* **Data for review**
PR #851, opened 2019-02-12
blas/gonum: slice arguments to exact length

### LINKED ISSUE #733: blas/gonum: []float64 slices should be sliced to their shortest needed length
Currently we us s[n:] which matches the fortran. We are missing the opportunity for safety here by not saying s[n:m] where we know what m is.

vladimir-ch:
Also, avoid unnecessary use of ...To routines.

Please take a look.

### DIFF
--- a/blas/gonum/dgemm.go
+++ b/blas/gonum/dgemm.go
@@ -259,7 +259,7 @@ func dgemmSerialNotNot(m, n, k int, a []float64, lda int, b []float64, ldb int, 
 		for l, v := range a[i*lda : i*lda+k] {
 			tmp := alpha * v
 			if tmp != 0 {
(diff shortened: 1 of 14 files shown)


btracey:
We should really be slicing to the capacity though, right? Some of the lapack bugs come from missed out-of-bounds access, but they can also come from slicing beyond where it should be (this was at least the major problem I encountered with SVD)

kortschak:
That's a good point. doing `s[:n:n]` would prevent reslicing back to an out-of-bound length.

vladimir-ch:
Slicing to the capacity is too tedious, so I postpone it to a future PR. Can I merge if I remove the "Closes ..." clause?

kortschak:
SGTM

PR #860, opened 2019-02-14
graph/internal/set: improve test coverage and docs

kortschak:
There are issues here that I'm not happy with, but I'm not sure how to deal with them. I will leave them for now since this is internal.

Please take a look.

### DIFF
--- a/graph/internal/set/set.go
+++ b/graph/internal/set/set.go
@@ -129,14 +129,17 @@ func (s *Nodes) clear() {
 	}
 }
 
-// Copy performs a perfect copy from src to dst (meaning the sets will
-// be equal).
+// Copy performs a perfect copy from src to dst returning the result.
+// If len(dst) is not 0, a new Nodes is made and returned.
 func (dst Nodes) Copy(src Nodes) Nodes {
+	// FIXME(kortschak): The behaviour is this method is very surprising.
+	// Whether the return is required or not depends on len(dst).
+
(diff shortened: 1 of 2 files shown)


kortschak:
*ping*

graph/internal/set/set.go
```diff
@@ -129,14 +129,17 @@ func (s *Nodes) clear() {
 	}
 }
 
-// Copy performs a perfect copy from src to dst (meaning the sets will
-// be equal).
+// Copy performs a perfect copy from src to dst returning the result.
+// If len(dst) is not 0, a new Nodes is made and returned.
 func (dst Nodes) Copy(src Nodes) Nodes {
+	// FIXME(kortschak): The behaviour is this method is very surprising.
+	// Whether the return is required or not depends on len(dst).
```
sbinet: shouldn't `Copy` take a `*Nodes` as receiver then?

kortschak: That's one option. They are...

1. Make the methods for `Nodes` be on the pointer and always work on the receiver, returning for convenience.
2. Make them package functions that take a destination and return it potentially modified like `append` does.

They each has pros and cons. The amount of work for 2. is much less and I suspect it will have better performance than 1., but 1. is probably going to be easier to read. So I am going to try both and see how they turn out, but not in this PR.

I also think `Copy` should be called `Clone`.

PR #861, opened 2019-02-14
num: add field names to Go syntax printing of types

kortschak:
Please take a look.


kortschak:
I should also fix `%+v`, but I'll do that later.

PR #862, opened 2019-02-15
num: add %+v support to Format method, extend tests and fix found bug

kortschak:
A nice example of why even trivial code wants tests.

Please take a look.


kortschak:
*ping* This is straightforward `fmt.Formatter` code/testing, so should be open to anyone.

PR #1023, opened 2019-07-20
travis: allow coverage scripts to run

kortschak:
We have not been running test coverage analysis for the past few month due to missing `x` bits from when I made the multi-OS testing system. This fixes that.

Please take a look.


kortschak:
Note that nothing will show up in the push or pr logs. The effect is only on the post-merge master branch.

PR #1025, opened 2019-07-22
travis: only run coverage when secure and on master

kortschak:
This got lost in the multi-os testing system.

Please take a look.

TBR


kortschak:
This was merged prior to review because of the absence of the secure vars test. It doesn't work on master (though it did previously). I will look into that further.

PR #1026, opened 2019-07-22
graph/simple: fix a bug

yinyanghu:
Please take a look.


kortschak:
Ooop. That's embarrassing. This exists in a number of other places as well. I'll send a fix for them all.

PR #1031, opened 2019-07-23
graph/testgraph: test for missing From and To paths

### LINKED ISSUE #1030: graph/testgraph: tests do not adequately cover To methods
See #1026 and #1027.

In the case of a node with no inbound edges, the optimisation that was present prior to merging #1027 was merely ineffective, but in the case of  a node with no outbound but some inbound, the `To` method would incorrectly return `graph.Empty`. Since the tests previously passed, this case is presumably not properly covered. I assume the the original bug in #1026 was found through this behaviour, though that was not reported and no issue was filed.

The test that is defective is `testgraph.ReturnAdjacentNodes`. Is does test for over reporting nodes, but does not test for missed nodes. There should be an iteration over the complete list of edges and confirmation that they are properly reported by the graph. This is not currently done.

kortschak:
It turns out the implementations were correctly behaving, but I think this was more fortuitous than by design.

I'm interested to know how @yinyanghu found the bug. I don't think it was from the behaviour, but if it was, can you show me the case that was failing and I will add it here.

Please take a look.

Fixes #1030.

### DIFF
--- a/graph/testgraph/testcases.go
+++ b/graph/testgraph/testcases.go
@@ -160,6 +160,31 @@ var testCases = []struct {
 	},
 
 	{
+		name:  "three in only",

* **Task statement**
Give again exactly, and only, the lines above starting at the one with "I should also" and ending at the one with "Ooop. That's embarrassing.".

* **Solved exercise**
I should also fix `%+v`, but I'll do that later.

PR #862, opened 2019-02-15
num: add %+v support to Format method, extend tests and fix found bug

kortschak:
A nice example of why even trivial code wants tests.

Please take a look.


kortschak:
*ping* This is straightforward `fmt.Formatter` code/testing, so should be open to anyone.

PR #1023, opened 2019-07-20
travis: allow coverage scripts to run

kortschak:
We have not been running test coverage analysis for the past few month due to missing `x` bits from when I made the multi-OS testing system. This fixes that.

Please take a look.


kortschak:
Note that nothing will show up in the push or pr logs. The effect is only on the post-merge master branch.

PR #1025, opened 2019-07-22
travis: only run coverage when secure and on master

kortschak:
This got lost in the multi-os testing system.

Please take a look.

TBR


kortschak:
This was merged prior to review because of the absence of the secure vars test. It doesn't work on master (though it did previously). I will look into that further.

PR #1026, opened 2019-07-22
graph/simple: fix a bug

yinyanghu:
Please take a look.


kortschak:
Ooop. That's embarrassing. This exists in a number of other places as well. I'll send a fix for them all.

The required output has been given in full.